## WORK REQUEST
Every entry should be returned exactly. Omit none of them.

[Saved data entries]
/---

PR #609, opened 2024-08-20
codflare-operator manifests kustomize v5 upgrade

oksanabaza:
# Issue link

# What changes have been made

# Verification steps

## Checks
- Testing Strategy
   - [ ] Unit tests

\---

## WRITTEN ANSWER
PR #609, opened 2024-08-20
codflare-operator manifests kustomize v5 upgrade

oksanabaza:
# Issue link

# What changes have been made

# Verification steps

## Checks
- Testing Strategy
   - [ ] Unit tests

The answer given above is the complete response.